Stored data
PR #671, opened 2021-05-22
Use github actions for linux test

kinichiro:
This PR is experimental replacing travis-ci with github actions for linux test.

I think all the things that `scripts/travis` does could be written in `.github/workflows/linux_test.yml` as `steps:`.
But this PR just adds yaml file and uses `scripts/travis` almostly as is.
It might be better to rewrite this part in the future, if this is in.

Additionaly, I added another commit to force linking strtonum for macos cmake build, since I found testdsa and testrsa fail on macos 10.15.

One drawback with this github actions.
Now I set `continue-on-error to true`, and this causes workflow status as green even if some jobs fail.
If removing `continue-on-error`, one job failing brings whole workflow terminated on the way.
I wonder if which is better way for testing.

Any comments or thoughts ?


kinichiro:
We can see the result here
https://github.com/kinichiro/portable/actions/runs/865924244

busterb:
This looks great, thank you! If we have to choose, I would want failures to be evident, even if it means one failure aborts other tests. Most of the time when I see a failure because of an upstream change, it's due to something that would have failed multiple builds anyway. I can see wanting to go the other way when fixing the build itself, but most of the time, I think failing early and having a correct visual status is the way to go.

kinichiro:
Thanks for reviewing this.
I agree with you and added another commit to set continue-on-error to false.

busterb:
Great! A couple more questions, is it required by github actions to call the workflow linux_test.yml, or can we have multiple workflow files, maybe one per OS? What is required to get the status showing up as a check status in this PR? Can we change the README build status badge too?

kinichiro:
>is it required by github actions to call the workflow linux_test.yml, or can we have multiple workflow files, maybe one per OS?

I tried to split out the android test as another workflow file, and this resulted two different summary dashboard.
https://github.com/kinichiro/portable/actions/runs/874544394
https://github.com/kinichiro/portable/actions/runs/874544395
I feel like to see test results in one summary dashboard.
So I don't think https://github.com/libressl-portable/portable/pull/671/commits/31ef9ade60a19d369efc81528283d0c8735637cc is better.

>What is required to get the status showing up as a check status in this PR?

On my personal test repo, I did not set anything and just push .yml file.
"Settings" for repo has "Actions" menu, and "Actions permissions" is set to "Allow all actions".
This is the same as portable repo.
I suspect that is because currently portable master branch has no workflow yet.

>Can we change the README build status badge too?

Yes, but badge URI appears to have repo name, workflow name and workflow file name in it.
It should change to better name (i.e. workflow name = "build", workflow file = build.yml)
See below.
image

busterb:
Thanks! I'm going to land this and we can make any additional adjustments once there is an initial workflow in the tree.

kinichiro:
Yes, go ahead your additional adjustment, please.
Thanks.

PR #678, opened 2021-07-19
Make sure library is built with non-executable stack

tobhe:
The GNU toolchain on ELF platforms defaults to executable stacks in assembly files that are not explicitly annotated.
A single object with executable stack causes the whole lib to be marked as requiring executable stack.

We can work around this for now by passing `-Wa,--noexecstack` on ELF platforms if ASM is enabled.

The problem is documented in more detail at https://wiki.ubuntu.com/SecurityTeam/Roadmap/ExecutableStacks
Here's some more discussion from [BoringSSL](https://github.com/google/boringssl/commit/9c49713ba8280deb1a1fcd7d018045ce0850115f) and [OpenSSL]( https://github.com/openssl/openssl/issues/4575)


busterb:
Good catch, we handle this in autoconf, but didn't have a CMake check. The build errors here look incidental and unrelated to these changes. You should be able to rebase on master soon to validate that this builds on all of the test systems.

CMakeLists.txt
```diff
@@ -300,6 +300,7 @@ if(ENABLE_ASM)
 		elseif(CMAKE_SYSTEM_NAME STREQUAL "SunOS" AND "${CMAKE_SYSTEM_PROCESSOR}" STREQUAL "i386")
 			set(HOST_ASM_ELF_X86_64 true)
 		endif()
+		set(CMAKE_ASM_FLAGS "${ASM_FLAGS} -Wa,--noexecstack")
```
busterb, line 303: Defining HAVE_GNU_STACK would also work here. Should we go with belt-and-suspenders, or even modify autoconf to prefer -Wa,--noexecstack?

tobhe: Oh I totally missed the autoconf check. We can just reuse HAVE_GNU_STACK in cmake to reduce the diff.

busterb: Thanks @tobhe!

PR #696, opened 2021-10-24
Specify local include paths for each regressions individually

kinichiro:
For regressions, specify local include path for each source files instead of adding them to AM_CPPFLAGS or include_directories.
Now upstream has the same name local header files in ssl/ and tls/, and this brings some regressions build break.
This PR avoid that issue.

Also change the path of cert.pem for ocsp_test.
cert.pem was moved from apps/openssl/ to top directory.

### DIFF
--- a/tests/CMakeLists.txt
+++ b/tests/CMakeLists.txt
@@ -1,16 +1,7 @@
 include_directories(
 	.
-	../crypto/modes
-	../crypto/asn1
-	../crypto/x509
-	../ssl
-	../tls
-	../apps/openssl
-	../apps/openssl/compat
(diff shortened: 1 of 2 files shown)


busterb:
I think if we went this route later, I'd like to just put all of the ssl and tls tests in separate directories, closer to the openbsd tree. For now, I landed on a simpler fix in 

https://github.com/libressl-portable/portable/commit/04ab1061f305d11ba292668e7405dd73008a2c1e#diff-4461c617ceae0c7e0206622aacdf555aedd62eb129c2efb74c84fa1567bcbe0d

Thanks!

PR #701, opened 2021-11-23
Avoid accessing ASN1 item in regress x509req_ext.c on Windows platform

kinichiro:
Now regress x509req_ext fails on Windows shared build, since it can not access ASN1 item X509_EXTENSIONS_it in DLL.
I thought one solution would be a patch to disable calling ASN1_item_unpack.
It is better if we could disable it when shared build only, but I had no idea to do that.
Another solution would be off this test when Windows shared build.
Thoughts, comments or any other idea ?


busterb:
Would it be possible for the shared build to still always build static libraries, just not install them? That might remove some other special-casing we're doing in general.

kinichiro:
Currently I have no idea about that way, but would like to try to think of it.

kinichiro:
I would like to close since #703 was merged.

Required work
Each line from the one with "I thought one" through the end of the records above should be written out exactly. No other line should appear.

Output below
I thought one solution would be a patch to disable calling ASN1_item_unpack.
It is better if we could disable it when shared build only, but I had no idea to do that.
Another solution would be off this test when Windows shared build.
Thoughts, comments or any other idea ?


busterb:
Would it be possible for the shared build to still always build static libraries, just not install them? That might remove some other special-casing we're doing in general.

kinichiro:
Currently I have no idea about that way, but would like to try to think of it.

kinichiro:
I would like to close since #703 was merged.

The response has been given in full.